$M_t = \frac{1}{\sqrt{T_1}} \mathbb{1} (T_1 \leq t) - 2 \sqrt{T_1 \wedge t}, t\geq 0$ is a martingale I try to solve an old exam question, but I find it difficult. Maybe someone can suggest a hint.

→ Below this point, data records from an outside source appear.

PR #8355, opened 2024-12-20
sentry: allow for self-hosted CA on Kubernetes

lrascao:
# Description

Currently, any user running on kubernetes interesting on running a standalone Sentry is forced to provide both a `dapr-trust-bundle` Secret and ConfigMap. This is not ideal in the cases where you're generating the private key pair from eg. cert-manager and distributing trust in the cluster using trust-manager. On these use-cases it's simply enough to mount these resources and supply the correct CLI args.

## Checklist

- [X] Code compiles correctly
- [X] Created/updated tests
- [X] Unit tests passing
- [X] End-to-end tests passing

### DIFF
--- a/cmd/sentry/options/options.go
+++ b/cmd/sentry/options/options.go
@@ -14,12 +14,14 @@ limitations under the License.
 package options
 
 import (
+	"fmt"
 	"path/filepath"
 
 	"github.com/spf13/pflag"
 	"k8s.io/client-go/util/homedir"
 
 	"github.com/dapr/dapr/pkg/metrics"
+	"github.com/dapr/dapr/pkg/modes"
 	"github.com/dapr/dapr/pkg/sentry/config"
 	"github.com/dapr/kit/logger"
 )
@@ -43,6 +45,7 @@ type Options struct {
 	Kubeconfig            string
 	Logger                logger.Options
 	Metrics               *metrics.FlagOptions
+	Mode                  string
 
 	RootCAFilename     string
 	IssuerCertFilename string
@@ -81,6 +84,7 @@ func New(origArgs []string) *Options {
 	fs.StringVar(&opts.ListenAddress, "listen-address", "", "The listen address for the sentry server")
 	fs.IntVar(&opts.HealthzPort, "healthz-port", 8080, "The port for the healthz server to listen on")
 	fs.StringVar(&opts.HealthzListenAddress, "healthz-listen-address", "", "The listening address for the healthz server")
+	fs.StringVar(&opts.Mode, "mode", string(modes.StandaloneMode), "Runtime mode for Dapr Sentry")
 
 	if home := homedir.HomeDir(); home != "" {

Let $\{ T_i | i\in \mathbb{N} \}\subseteq \mathbb{R} _{\geq 0}$ be a homogeneous Poission point process with intensity 1, where we assume $T_1 < T_2 < \dots$. Let $M_t = \frac{1}{\sqrt{T_1}} \mathbf{1} (T_1 \leq t) - 2 \sqrt{T_1 \wedge t}$. Let $N_t = \# \{ i\in \mathbb{N} | T_i \leq t \}$. Let $\mathcal{F} _t = \sigma ( (N_s) _{s\leq t} )$. Prove that $(M_t)$ is an $(\mathcal{F} _t)$-martingale.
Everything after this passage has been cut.